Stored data
PR #6991, opened 2025-03-23
feat(sampling-in-storage): best effort mode

xurui-c:
giving my best effort to the best effort mode

Implements best effort mode according to https://github.com/getsentry/eap-planning/issues/212. Also:
1. added functionality to Timer to get the duration between 2 marks before "finishing"
2. refactored build_snuba_request (because it's the same between the time series and trace item table endpoints) to take in build_request (which is different between the endpoints)

https://github.com/getsentry/eap-planning/issues/218

### DIFF
--- a/snuba/utils/metrics/timer.py
+++ b/snuba/utils/metrics/timer.py
@@ -49,6 +49,21 @@ class Timer:
 
         return duration_group
 
+    def get_duration_between_marks(self, start_mark: str, end_mark: str) -> float:
+        start_mark_duration = -1
+        end_mark_duration = -1
+        for name, timestamp in self.__marks:
+            if name == start_mark:
+                start_mark_duration = self.__diff_ms(self.__marks[0][1], timestamp)
+            if name == end_mark:
+                end_mark_duration = self.__diff_ms(self.__marks[0][1], timestamp)
+
+        assert (
+            start_mark_duration != -1 and end_mark_duration != -1
+        ), "Please pass in mark names that exist"
+
+        return end_mark_duration - start_mark_duration
+
     def finish(self) -> TimerData:
         if self.__data is None:
             start = self.__marks[0][1]
--- a/snuba/utils/metrics/timer.py
+++ b/snuba/utils/metrics/timer.py
@@ -52,10 +52,10 @@ class Timer:
     def get_duration_between_marks(self, start_mark: str, end_mark: str) -> float:
         start_mark_duration = -1
         end_mark_duration = -1
-        for name, timestamp in self.__marks:
-            if name == start_mark:
+        for mark, timestamp in self.__marks:
+            if mark == start_mark:
                 start_mark_duration = self.__diff_ms(self.__marks[0][1], timestamp)
-            if name == end_mark:
+            if mark == end_mark:
                 end_mark_duration = self.__diff_ms(self.__marks[0][1], timestamp)
 
         assert (
--- a/snuba/web/db_query.py
+++ b/snuba/web/db_query.py
@@ -177,6 +177,12 @@ def execute_query(
     # Apply clickhouse query setting overrides
     clickhouse_query_settings.update(query_settings.get_clickhouse_settings())
 
+    if (
+        isinstance(query_settings, HTTPQuerySettings)
+        and query_settings.get_record_query_duration()
+    ):
+        timer.mark("right_before_execute")
+
     result = reader.execute(
         formatted_query,
         clickhouse_query_settings,
--- a/snuba/web/db_query.py
+++ b/snuba/web/db_query.py
@@ -177,11 +177,7 @@ def execute_query(
     # Apply clickhouse query setting overrides
     clickhouse_query_settings.update(query_settings.get_clickhouse_settings())
 
-    if (
-        isinstance(query_settings, HTTPQuerySettings)
-        and query_settings.get_record_query_duration()
-    ):
-        timer.mark("right_before_execute")
+    timer.mark("right_before_execute")
 
     result = reader.execute(
         formatted_query,
--- a/snuba/web/rpc/v1/resolvers/R_eap_spans/common/sampling_in_storage_util.py
+++ b/snuba/web/rpc/v1/resolvers/R_eap_spans/common/sampling_in_storage_util.py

### WORK INSTRUCTION
Of all the lines in the records, how many have the word "resolvers"? Write only the number.

### SOLUTION FOR THIS TASK
2